The relationship between baseline and recurrent vascular events may be important in the targeting of secondary prevention strategies. We examined the relationship between initial event and various types of further vascular outcomes and associated effects of blood pressure (BP)-lowering. Subsidiary analyses of the Perindopril Protection Against Recurrent Stroke Study (PROGRESS) trial, a randomized, placebo-controlled trial that established the benefits of BP-lowering in 6105 patients (mean age 64 years, 30% female) with cerebrovascular disease, randomly assigned to either active treatment (perindopril for all, plus indapamide in those with neither an indication for, nor a contraindication to, a diuretic) or placebo(s). Stroke subtypes and coronary events were associated with 1.5- to 6.6-fold greater risk of recurrence of the same event (hazard ratios, 1.51 to 6.64; P=0.1 for large artery infarction, P<0.0001 for other events). However, 46% to 92% of further vascular outcomes were not of the same type. Active treatment produced comparable reductions in the risk of vascular outcomes among patients with a broad range of vascular events at entry (relative risk reduction, 25%; P<0.0001 for ischemic stroke; 42%, P=0.0006 for hemorrhagic stroke; 17%, P=0.3 for coronary events; P homogeneity=0.4).

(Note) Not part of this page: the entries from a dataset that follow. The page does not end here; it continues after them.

PR #1336, opened 2026-07-30
fix(join): null-safe mixed-key joins via cuDF mixed_join + NULL_EQUAL

### LINKED ISSUE #1293: mixed '=' + IS NOT DISTINCT FROM join returns wrong result when the null-safe key has NULLs (no fallback)
## Summary

A join whose keys **mix** plain equality with null-safe equality —
`... ON a = b AND c IS NOT DISTINCT FROM d` — silently returns a **wrong (under-counted) result** on the GPU when the null-safe column (`c`/`d`) actually contains NULLs that should match. The query runs on the GPU with **no fallback**.

This is a known, narrowed limitation left by the null-safe join fix (#1291): pure `IS NOT DISTINCT FROM` joins are now correct, but mixed joins are forced to `UNEQUAL` and are neither corrected nor caught.

## Reproduction

```sql
CREATE TABLE l (a INTEGER, b INTEGER);
CREATE TABLE r (a INTEGER, b INTEGER);
INSERT INTO l VALUES (1, NULL), (1, 10);
INSERT INTO r VALUES (1, NULL), (1, 20);

SELECT count(*)
FROM l JOIN r
  ON l.a = r.a AND l.b IS NOT DISTINCT FROM r.b;
-- CPU (correct): 1   -- l(1,NULL) ↔ r(1,NULL) matches null-safe
-- GPU:           0   -- forced UNEQUAL drops the NULL-to-NULL match
```

## Root cause

cuDF's hash-join APIs take a **single `null_equality` flag for all key columns**, so per-column semantics (null-safe on one key, plain on another) can't be expressed in one call. `sirius_physical_hash_join::compare_nulls()` therefore uses `EQUAL` only when *every* equi-key is `IS NOT DISTINCT FROM`; any plain `=` key forces `UNEQUAL` — which is wrong for the null-safe column(s) of a mixed join.

## Why we can't just reject mixed joins

An earlier attempt rejected mixed joins in `are_conditions_supported` to force a CPU fallback, but **delim joins** (for correlated subqueries) are legitimately mixed — DuckDB matches real keys with `=` and delim columns with `IS NOT DISTINCT FROM`. Rejecting them routed the join to the unsupported blockwise nested-loop path and threw (`plan tree shape - delim join ...`). So a blanket rejection isn't viable.

## Proposed fix

Distinguish **delim** joins from **user-authored** mixed joins and fall back to CPU only for the latter:

- A delim join carries non-empty `delim_types` (set by `sirius_plan_delim_join`); a user-written mixed join does not.
- For a user-authored join that mixes `=` with `IS NOT DISTINCT FROM`, have `are_conditions_supported` return `false` (→ CPU fallback, correct result) instead of running on the GPU with `UNEQUAL`.
- Delim joins keep running on the GPU (unchanged, pre-existing behavior).

Alternative (heavier): implement per-column null equality on the GPU via post-filtering (match with `EQUAL`, then drop rows where a plain-`=` key was NULL-matched-NULL). More work; only worth it if mixed null-safe joins prove common.

## Scope / severity

Silent wrong result, but narrow: requires an explicit mixed `=` + `IS NOT DISTINCT FROM` join **and** actual NULL-to-NULL matches on the null-safe key. Currently documented only in a code comment (`compare_nulls()` in `sirius_physical_hash_join.cpp`) and deliberately left untested (`MixedKeyJoinFixture` uses a NULL-free column). This issue tracks closing it.

Follow-up to #1291.

Jedi18:
## Summary

Fixes a silent GPU-vs-CPU result divergence for joins combining a plain equality key with a null-safe key:

```sql
... JOIN ... ON a.x = b.x AND a.y IS NOT DISTINCT FROM b.y
```

When the null-safe column contained NULLs on both sides, GPU execution dropped valid NULL-to-NULL matches without falling back or reporting an error.

## Root cause

cuDF applies one `null_equality` policy to every hash key. Mixed-key joins require two different policies:

- `a.x = b.x` requires `UNEQUAL` (`NULL` must not match `NULL`).
- `a.y IS NOT DISTINCT FROM b.y` requires null-safe equality (`NULL` must match `NULL`).

The earlier pure null-safe join fix (#1292) can select `EQUAL` when every hash key is null-safe. A mixed join still has a plain `=` key, so the shared policy remains `UNEQUAL` and incorrectly removes NULL-to-NULL matches from the null-safe key.

## Implementation

The plain `=` key(s) remain `UNEQUAL` hash keys. Null-safe key(s) are moved into the conditional predicate of a cuDF `mixed_*_join` and represented as AST `NULL_EQUAL` operations.

This selects Sirius's `MIXED_JOIN` mode and reuses the existing mixed-join dispatch for regular INNER, LEFT, RIGHT, FULL OUTER, SEMI, and ANTI joins.

- **`gpu_expression_translator`**: `add_join_condition()` now translates `not_distinct_from` to `NULL_EQUAL`. This is the specialized path used by `translate_join_conditions()` for mixed-join predicates; previously it returned `nullopt`, causing execution to throw.
- **`sirius_physical_hash_join`**: `has_mixed_null_safe_keys()` and `is_hash_equality_key()` distinguish hash keys from routed conditional keys. This classification is used consistently by support validation, condition reordering, and constructor key extraction/counting.
- **Null policy**: `compare_nulls()` remains `UNEQUAL` for the plain hash keys. Null-safe behavior is isolated in the `NULL_EQUAL` conditional predicate.

### Implicit casts on routed keys

Routing changes which code path applies an implicit cast on the null-safe key, and the two paths do not have the same capabilities:

- A **hash key** carries its cast as `key_cast_info` and is materialized at execute time by `prepare_join_keys()` using `cudf::cast`, which supports any target type.
- A **routed conditional key** is lowered into a cuDF AST, which only provides `CAST_TO_INT64`, `CAST_TO_UINT64`, and `CAST_TO_FLOAT64`.

DuckDB binds both sides of a comparison to a common type, so `l.b IS NOT DISTINCT FROM r.b` over `SMALLINT`/`INTEGER` columns arrives carrying a cast to `INTEGER`. Routed unchanged, that cast fails translation and the join throws at execute time — aborting the GPU pipeline mid-query and replaying the whole query on CPU, or failing outright when `enable_duckdb_fallback` is off or the query reads from S3. This affected such joins even with no NULLs present, where the pre-routing hash join was correct.

Two changes make routing safe:

- **`sirius_plan_comparison_join`**: `materialize_expression_join_keys()` now materializes a cast on a key that will be routed, when the cast target is outside `supported_ast_cast_types`. It reuses the existing projection-pushdown machinery for complex join keys, so the key reaches the predicate as a plain column reference and the join keeps the `MIXED_JOIN` fast path instead of degrading to a nested-loop join. The routing condition is mirrored by `routes_null_safe_keys_to_predicate()`. Casts the AST can express (`BIGINT`, `UBIGINT`, `DOUBLE`) remain inline as before.
- **`sirius_physical_hash_join`**: `are_conditions_supported()` previously validated only column disjointness. It now also rejects a mixed null-safe join whose routed key is not AST-translatable, covering key expressions that materialization cannot rewrite. It takes `join_type` so this check mirrors the constructor's routing gate exactly. The constructor throws at plan time — where the exception becomes a clean CPU fallback — rather than silently demoting the key back to an `UNEQUAL` hash key, which would reintroduce the undercount this PR fixes.

The cast allowlist is the existing `supported_ast_cast_types` / `supported_ast_cast_types_native` shared with the expression executor, so the planner, the hash join, and the translator cannot drift apart.

## Scope and limitation

Queries planned as **MARK joins** are intentionally not routed through this path. MARK joins require `BUILD_PROBE` mode to produce three-valued marks, while this fix requires `MIXED_JOIN`; the modes are incompatible.

Because MARK joins never route, their null-safe keys still resolve through `prepare_join_keys()`/`cudf::cast` and are unaffected by the AST cast restriction — hence the `join_type` gate on the new support check, which would otherwise demote a working MARK hash join to a nested-loop join.

Existing MARK null-safe behavior is therefore unchanged and remains a known limitation, tracked for a delim-aware CPU fallback.

## Validation

Added `MixedKeyNullSafeJoinFixture` to verify both sides of the mixed null semantics:

- NULL-to-NULL values in the null-safe key must match.
- NULL-to-NULL values in the plain `=` key must not match.
- INNER
- LEFT
- FULL OUTER
- RIGHT
- SEMI
- ANTI

`BUILD_SIDE_PROBE_SIDE` is disabled where necessary so DuckDB preserves the intended right-family or left SEMI/ANTI execution path.

Added `MixedTypeNullSafeJoinFixture` (`SMALLINT` vs `INTEGER` / `SMALLINT` vs `BIGINT` key columns) to cover the cast handling:

- Untranslatable cast (`INTEGER`) with NULLs on the null-safe key.
- The same join with NULLs filtered out — the null-semantics-independent case that regressed purely on the cast.
- Translatable cast (`BIGINT`), which stays inline in the predicate rather than being materialized.
- `SELECT *` over INNER and LEFT, pinning join output width and column order so a materialized key column cannot leak into the result.

`compare_gpu_vs_cpu` requires exactly one GPU execution and zero fallbacks, so these fail on an execute-time throw as well as on incorrect rows.

The existing null-free mixed-key regression test remains in place and verifies that supported mixed joins stay on GPU rather than entering the unsupported nested-loop path.

Fixes https://github.com/sirius-db/sirius/issues/1293 except for the mark join case.


Jedi18:
I have created an issue in cudf for a feature request for passing in independent null equality for each key column https://github.com/rapidsai/cudf/issues/23481

aocsa (approved):
LGTM

PR #1337, opened 2026-07-30
fix(config): defaults — memory fractions, thread pools, host capacity_fraction

bwyogatama:
## What

Defaults overhaul. Final values:

**Topology** (`6f71a3d`)

| Key | Old | New |
|---|---|---|
| `topology.num_gpus` | 1 | all visible GPUs (auto) |

Topology discovery (NVML, `CUDA_VISIBLE_DEVICES`-aware) already enumerates the machine; the default now uses everything it finds instead of one GPU. Explicit `num_gpus` / `gpu_ids` behave as before; discovery failure falls back to 1. **Note:** CI's main `sirius_unittest` step runs without `SIRIUS_CONFIG_FILE`, so on the 2×L4 runners the default suite now exercises 2-GPU execution — this PR's CI run is the first look at that.

**Memory** (`04f1a03`, `8b4480c`, `572edc5`)

| Key | Old | New |
|---|---|---|
| `gpu.reservation_limit_fraction` | 0.9 | 1.0 |
| `gpu.downgrade_trigger_fraction` | 1.0 | 0.8 |
| `gpu.downgrade_stop_fraction` | 0.7 | 0.6 |
| `host.capacity_fraction` *(new)* | — (8 GiB/node via `capacity_bytes`) | 0.9 of each NUMA node's RAM |
| `host.reservation_limit_fraction` | 0.9 | 1.0 |
| `host.downgrade_trigger_fraction` | 0.8 | 0.9 |
| `host.downgrade_stop_fraction` | 0.7 | 0.8 |

- The old GPU ordering `stop < reservation_limit < trigger` denied reservations at 90% before eviction could fire at 100% — GPU→host downgrade was unreachable on defaults. Both tiers now follow `stop < trigger < reservation_limit` (GPU 0.6 < 0.8 < 1.0, host 0.8 < 0.9 < 1.0), which is what the docs example already showed for the GPU.
- `capacity_fraction` (validated (0,1]) sizes each host space as a fraction of its backing NUMA node's RAM, via cuCascade's new per-NUMA memory discovery; `capacity_bytes` keeps the absolute per-node form and wins if both are set. Hosts exposing no NUMA meminfo fail init with a clear error — set `capacity_bytes` there.
- Host→disk eviction still requires `downgrade_root_dirs`; without one the downgrade executor logs a warning and skips.

**Thread pools** (`8a06e28`)

| Pool | Old | New |
|---|---|---|
| `downgrade` | 4 | 1 |
| `task_creator` | 2 | 1 |
| `pipeline` | 4 | 4 |
| `uring_n_reactors` | 1 | 1 |
| `scan_manager` | 8 | remaining cores, floor 4 |

`scan_manager` defaults to `max(4, hardware_concurrency − reserved)` where `reserved` is the compile-time sum of the other pools' named default constants.

**Operator params** (`e2f11ae`, `c6bd813`)

| Param | Old | New |
|---|---|---|
| `scan_task_batch_size` | 512 MiB | 2.5% of GPU mem, clamped [512 MiB, 5 GiB] |
| `hash_partition_bytes` | 512 MiB | same shared batch default |
| `concat_batch_bytes` | 512 MiB | same shared batch default |
| `sort_sample_bytes` | 512 MiB | same shared batch default |
| `max_build_hash_table_bytes` | 500 MiB | 2× the batch default |

The shared batch default is `config::derived_default_batch_size()`: 2.5% of the smallest visible GPU's total memory (one memoized CUDA query, `CUDA_VISIBLE_DEVICES`-aware), clamped to [512 MiB, 5 GiB], 800 MiB when no GPU is visible. `operator_params` derives its members in its initializers, so the engine config and the SET-variable registration defaults agree by construction (verified via `current_setting()`: 3.0 GiB batch / 6.0 GiB build cap on a GB10, i.e. exactly total/40 and 2×). `max_broadcast_join_size` stays 256 MiB. Examples: L4 24 GB → 600 MiB; A100-80G → 2 GiB; ceiling from 200 GB.

## Dependency

⚠️ `8b4480c` pins the `cucascade` submodule to the **unmerged** NVIDIA/cuCascade#173 head (`9a26463`, branch `numa_capacity` in the main cucascade repo, so it is fetchable). This PR should not merge until cuCascade#173 lands; the submodule then gets re-pinned to the merge commit.


src/include/sirius_config.hpp
```diff
@@ -31,12 +31,16 @@ namespace sirius {
...
 
-constexpr uint64_t DEFAULT_SCAN_TASK_BATCH_SIZE       = 512ULL * 1024 * 1024;  // 512 MB
-constexpr uint64_t DEFAULT_HASH_PARTITION_BYTES       = 512ULL * 1024 * 1024;  // 512 MB
-constexpr uint64_t DEFAULT_CONCAT_BATCH_BYTES         = 512ULL * 1024 * 1024;  // 512 MB
-constexpr uint64_t DEFAULT_SORT_SAMPLE_BYTES          = 512ULL * 1024 * 1024;  // 512 MB
-constexpr uint64_t DEFAULT_MAX_BUILD_HASH_TABLE_BYTES = 500ULL * 1024 * 1024;  // 500 MB
-constexpr uint64_t DEFAULT_MAX_BROADCAST_JOIN_SIZE    = 256ULL * 1024 * 1024;  // 256 MB
+/// Shared default for operator batch/partition sizing; the per-operator constants
+/// below alias it so one knob moves them together.
+constexpr uint64_t DEFAULT_BATCH_SIZE = 800ULL * 1024 * 1024;  // 800 MiB
```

Patients with previous vascular events are at high risk of recurrences of the same event. However, because they are also at risk of other vascular outcomes, a broad range of secondary prevention strategies is necessary for their treatment. BP-lowering is likely to be one of the most effective and generalizable strategies across a variety of major vascular events including stroke and myocardial infarction.